» Your assignment: From the line with "Yes, this will" through the line with "Check core library print format strings", repeat the entries verbatim, both end lines included, and add nothing.

» Records supplied:
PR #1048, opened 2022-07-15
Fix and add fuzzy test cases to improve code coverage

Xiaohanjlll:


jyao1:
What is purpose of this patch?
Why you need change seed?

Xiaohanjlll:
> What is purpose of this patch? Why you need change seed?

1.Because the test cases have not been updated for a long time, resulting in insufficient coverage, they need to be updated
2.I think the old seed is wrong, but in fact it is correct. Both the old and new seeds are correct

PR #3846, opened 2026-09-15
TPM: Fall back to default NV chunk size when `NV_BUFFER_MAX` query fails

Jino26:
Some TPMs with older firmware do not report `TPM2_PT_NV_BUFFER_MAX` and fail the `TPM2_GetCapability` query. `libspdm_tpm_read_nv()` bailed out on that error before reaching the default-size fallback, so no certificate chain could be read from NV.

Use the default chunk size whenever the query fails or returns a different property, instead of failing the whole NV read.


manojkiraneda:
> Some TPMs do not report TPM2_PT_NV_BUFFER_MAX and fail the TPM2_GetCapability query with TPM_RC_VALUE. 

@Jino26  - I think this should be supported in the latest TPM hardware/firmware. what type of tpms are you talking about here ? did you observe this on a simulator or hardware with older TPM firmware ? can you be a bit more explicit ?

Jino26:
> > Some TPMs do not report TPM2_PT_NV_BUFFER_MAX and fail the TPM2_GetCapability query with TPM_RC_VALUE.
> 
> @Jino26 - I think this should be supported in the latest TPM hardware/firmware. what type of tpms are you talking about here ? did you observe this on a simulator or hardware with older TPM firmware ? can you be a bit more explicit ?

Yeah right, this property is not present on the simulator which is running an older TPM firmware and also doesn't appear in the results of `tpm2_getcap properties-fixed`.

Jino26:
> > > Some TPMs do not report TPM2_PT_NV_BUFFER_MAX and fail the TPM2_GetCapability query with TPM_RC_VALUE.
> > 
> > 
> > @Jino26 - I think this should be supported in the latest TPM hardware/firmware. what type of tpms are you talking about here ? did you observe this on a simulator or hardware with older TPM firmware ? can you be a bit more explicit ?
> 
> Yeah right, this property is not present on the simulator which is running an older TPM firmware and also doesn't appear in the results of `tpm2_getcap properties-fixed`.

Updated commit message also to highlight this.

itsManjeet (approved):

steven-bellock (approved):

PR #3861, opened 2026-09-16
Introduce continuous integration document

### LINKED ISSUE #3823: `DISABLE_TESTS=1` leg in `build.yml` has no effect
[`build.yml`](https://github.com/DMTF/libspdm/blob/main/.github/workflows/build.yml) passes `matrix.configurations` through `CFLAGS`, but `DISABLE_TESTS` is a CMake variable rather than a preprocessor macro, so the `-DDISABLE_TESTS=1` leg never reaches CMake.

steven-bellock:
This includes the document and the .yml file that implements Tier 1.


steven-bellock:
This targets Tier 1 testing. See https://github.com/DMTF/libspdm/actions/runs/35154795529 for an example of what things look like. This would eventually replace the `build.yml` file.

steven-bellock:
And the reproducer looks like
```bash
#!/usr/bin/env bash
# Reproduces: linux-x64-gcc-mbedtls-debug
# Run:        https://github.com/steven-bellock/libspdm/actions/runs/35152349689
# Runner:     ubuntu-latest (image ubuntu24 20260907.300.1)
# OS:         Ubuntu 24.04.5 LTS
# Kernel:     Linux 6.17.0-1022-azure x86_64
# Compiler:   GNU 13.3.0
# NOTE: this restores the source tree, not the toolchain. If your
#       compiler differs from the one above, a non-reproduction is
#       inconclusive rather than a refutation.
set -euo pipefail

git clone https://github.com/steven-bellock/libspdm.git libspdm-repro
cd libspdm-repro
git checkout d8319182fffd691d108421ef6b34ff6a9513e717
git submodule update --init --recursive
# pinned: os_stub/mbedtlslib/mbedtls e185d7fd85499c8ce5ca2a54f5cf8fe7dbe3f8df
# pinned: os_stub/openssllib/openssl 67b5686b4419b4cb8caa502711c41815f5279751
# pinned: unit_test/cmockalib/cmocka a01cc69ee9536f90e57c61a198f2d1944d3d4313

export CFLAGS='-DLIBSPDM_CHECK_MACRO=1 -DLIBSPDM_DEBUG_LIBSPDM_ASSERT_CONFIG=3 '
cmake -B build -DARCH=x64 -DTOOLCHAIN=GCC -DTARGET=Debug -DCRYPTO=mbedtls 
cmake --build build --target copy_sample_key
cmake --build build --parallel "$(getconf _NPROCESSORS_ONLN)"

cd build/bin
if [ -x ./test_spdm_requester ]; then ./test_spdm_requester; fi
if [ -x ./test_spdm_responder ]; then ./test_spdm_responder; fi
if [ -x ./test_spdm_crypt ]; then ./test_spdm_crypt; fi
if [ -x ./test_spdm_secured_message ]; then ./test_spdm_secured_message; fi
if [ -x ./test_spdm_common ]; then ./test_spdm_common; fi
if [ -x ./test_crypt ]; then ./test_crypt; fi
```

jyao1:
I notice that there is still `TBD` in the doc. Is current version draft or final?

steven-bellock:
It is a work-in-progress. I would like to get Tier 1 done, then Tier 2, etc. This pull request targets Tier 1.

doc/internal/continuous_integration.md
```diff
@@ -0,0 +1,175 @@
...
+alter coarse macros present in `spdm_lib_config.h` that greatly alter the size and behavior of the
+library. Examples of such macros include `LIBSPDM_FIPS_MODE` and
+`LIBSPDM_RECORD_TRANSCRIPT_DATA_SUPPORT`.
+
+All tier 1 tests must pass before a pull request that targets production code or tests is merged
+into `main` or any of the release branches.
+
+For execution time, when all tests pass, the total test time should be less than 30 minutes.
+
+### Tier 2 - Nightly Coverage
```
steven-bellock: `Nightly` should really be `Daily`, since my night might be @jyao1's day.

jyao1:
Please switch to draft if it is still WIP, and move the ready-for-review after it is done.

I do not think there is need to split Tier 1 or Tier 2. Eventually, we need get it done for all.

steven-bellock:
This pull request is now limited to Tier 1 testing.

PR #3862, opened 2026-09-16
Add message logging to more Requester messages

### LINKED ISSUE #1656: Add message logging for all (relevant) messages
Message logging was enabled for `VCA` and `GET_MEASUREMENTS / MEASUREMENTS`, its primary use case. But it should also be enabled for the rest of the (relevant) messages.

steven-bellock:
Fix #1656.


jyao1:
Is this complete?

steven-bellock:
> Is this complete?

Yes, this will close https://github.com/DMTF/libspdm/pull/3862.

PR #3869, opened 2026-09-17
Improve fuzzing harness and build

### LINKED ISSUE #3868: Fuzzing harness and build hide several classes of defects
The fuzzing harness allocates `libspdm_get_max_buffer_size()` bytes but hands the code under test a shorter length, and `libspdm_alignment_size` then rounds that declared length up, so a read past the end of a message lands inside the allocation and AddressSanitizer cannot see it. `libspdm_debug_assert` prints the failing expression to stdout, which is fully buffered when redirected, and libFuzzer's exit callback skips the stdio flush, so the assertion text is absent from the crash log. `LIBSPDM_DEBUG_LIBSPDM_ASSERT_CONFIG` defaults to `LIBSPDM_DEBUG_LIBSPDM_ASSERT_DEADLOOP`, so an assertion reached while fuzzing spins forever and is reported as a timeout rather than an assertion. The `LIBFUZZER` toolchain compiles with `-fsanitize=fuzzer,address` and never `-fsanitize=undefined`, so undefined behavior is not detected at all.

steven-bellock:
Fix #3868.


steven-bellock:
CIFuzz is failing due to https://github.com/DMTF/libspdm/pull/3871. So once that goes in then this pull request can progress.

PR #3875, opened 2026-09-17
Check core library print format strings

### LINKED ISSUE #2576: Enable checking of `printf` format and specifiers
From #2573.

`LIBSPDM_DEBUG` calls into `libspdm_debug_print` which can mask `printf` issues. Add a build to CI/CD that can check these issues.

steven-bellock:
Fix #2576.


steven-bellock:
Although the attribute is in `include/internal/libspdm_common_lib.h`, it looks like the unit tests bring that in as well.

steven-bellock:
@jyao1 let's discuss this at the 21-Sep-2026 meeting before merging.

==

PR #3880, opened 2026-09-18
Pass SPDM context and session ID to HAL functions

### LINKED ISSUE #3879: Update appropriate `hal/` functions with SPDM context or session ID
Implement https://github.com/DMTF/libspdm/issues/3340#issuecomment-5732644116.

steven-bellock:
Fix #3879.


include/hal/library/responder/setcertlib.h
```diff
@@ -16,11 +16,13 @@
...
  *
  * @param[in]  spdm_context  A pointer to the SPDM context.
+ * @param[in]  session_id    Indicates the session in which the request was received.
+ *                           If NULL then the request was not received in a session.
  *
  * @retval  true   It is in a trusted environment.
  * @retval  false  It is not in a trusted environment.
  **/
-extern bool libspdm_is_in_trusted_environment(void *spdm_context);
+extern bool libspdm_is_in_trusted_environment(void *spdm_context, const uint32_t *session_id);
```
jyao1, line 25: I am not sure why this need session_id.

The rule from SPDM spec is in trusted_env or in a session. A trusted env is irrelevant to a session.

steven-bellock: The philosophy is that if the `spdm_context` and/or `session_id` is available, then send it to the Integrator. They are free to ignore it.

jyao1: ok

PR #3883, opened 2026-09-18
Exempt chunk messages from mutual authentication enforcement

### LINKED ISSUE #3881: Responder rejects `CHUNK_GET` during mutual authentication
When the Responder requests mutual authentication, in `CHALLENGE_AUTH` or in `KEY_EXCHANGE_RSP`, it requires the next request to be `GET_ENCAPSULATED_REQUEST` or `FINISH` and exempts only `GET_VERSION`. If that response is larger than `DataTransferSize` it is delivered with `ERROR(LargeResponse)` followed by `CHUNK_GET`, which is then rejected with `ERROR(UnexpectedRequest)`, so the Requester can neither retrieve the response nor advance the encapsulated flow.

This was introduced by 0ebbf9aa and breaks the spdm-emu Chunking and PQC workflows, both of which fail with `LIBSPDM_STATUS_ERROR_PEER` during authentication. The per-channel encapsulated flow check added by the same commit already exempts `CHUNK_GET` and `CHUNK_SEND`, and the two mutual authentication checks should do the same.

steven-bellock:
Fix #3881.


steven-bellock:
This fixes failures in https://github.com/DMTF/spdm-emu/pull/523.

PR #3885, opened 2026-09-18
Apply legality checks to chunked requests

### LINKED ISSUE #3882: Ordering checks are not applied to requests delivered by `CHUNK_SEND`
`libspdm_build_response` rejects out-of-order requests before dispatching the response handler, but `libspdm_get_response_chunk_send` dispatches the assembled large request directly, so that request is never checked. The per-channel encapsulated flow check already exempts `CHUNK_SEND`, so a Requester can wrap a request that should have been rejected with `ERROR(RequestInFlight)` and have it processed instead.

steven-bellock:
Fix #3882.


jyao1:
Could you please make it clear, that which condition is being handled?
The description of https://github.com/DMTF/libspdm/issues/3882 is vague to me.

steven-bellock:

» Solution to the problem:
Yes, this will close https://github.com/DMTF/libspdm/pull/3862.

PR #3869, opened 2026-09-17
Improve fuzzing harness and build

### LINKED ISSUE #3868: Fuzzing harness and build hide several classes of defects
The fuzzing harness allocates `libspdm_get_max_buffer_size()` bytes but hands the code under test a shorter length, and `libspdm_alignment_size` then rounds that declared length up, so a read past the end of a message lands inside the allocation and AddressSanitizer cannot see it. `libspdm_debug_assert` prints the failing expression to stdout, which is fully buffered when redirected, and libFuzzer's exit callback skips the stdio flush, so the assertion text is absent from the crash log. `LIBSPDM_DEBUG_LIBSPDM_ASSERT_CONFIG` defaults to `LIBSPDM_DEBUG_LIBSPDM_ASSERT_DEADLOOP`, so an assertion reached while fuzzing spins forever and is reported as a timeout rather than an assertion. The `LIBFUZZER` toolchain compiles with `-fsanitize=fuzzer,address` and never `-fsanitize=undefined`, so undefined behavior is not detected at all.

steven-bellock:
Fix #3868.


steven-bellock:
CIFuzz is failing due to https://github.com/DMTF/libspdm/pull/3871. So once that goes in then this pull request can progress.

PR #3875, opened 2026-09-17
Check core library print format strings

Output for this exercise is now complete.